Tuesday, October 25, 2005

Book Review

In lieu of actual content, I thought I'd tell you about yet another book I've just finished reading:

The Engines of Our Ingenuity by Dr. John Lienhard. Dr. Lienhard, professor of mechanical engineering at the University of Houston, is also the author and narrator of the nationally syndicated (NPR) radio program of the same name. The radio program is a roughly 5-minute monologue often about some obscure aspect of technology's impact on our lives, more or less through the historical perspective of technological evolution. The book's chapters are considerably longer, incorporating similar themes from several radio programs. In roughly the same vein as James Burke's series Connections (formerly on The Learning Channel, as well in book form), Engines discusses the art of invention behind the science required to make it happen. This is not a course in how to be creative, however. Readers without a scientific background will find the material easily accessible and uncomplicated. There is, unfortunately, something missing from the writing to draw the reader into that "can't put it down" state that I found with Burke's books.

<memorable passage>
The simple fact is that you and I create our own memorials. If wealth is our objective, then wealth is our memorial. If fame is our objective, fame may very well be all we get. But look around at the memorials of anonymous technologies that have made a better world- leaps of the mind that made the automobile differential, the pencil sharpener, the electric plug, the drop-leaf table, and the lawn sprinkler.
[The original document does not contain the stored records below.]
PR #2004, opened 2021-01-21
Auto deploy when on release tag and previous envs have passed

rsanheim:
Opening this PR to start the discussion about making production delivery easier and more automated. We are releasing more, and the 'click in Semaphore' step is annoying and more burdensome as our build times have increased.

This turns on auto_promote for release tags for prod envs if the
previous stages have passed.  The only other manual step here for
delivery would be the CHANGELOG piece, which we can automate next.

I suppose we might find out who invented each of these things, but we are not likely to. Yet the inventions make finer memorials for the quixotic, mentally driven people who gave them to us than wealth or tombstones ever could.
...
The situation is not much different in engineering and technology. Inventions burst forth when the world is ready to shift under our feet. We may designate this or that contributor as the titular inventor, but that is only a matter of convenience. Most of the people who give us new technologies have no memorial. Rather, we select arbitrary heroes and let them tell of the collective wisdom. We celebrate Edison, Bell, Morse, and Fulton not because they transcend you and me but because they encapsulate what you and I are capable of doing if we choose to. Those arbitrary heroes reflect what countless others (like us) have already done, over and over, to put us where we are.